Income Taxes. Income taxes are accounted for using the asset and liability method as required by GAAP. Deferred tax assets and liabilities arise from temporary differences between the tax basis of assets and liabilities and their reported amounts in the financial statements. Deferred tax assets for tax attributes such as NOL carryforwards and disallowed business interest carryforwards are also recognized. Deferred tax assets represent potential future tax benefits, and are reduced by a valuation allowance if it is more likely than not that such benefits will not be realized.

In assessing the need for a valuation allowance or adjustments to existing valuation allowances, we consider the weight of all available evidence, both positive and negative, concerning the realization of the deferred tax asset. Among the more significant types of evidence that we consider are:

•taxable income projections in future years;

•reversal of existing deferred tax liabilities against deferred tax assets and whether the carryforward period is so brief that it would limit realization of the tax benefit;

•future sales and operating cost projections that will produce more than enough taxable income to realize the deferred tax asset based on existing sales prices and cost structures; and

•our earnings history exclusive of any loss that creates a future deductible amount coupled with evidence indicating that the loss is an aberration rather than a continuing condition.
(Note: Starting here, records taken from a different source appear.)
PR #28, opened 2025-11-12
Move SSH connection manager code outside of tools

samdoran:
This makes code inside `tools/` only the tool definitions and moves connection related code to its own package. I also updated the test structure to match the source code and added explicit tests for code that was only covered incidentally.

### DIFF
--- a/tests/utils/test_enum.py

Our judgement regarding the realizability of deferred tax assets is thus significantly informed by our assessment of forecasted financial information.

In interim quarters our tax provision is based upon an estimated annual effective tax rate, which is determined through the usage of full year estimates. Thus, our quarterly income tax expense or benefit can fluctuate throughout the year as a result of changing financial forecasts.

We also routinely assess potential uncertain tax positions and, if required, establish accruals for such positions. Accounting guidance for recognizing and measuring uncertain tax positions requires that a more likely than not threshold condition be met on a tax position, based solely on its technical merits of being sustained, before any benefit of the uncertain tax position can be recognized in the financial statements. If it is more likely than not a tax position will be sustained, we measure and recognize the position following a cumulative probability estimate.

Contingencies. We are subject to various legal proceedings, claims, and liabilities that arise in the ordinary course of business. Except for contingencies acquired in a business combination, which are recorded at fair value at the time of acquisition, we accrue losses when such losses are probable and reasonably estimable. If we determine that a loss is probable and cannot estimate a specific amount for that loss, but can estimate a range of loss, the best estimate within the range is accrued. If no amount within the range is a better estimate than any other, the minimum amount of the range is accrued. Our in-house legal personnel regularly assess contingent liabilities and, in certain circumstances, consult with third-party legal counsel or consultants to assist in the evaluation of our liability for these contingencies.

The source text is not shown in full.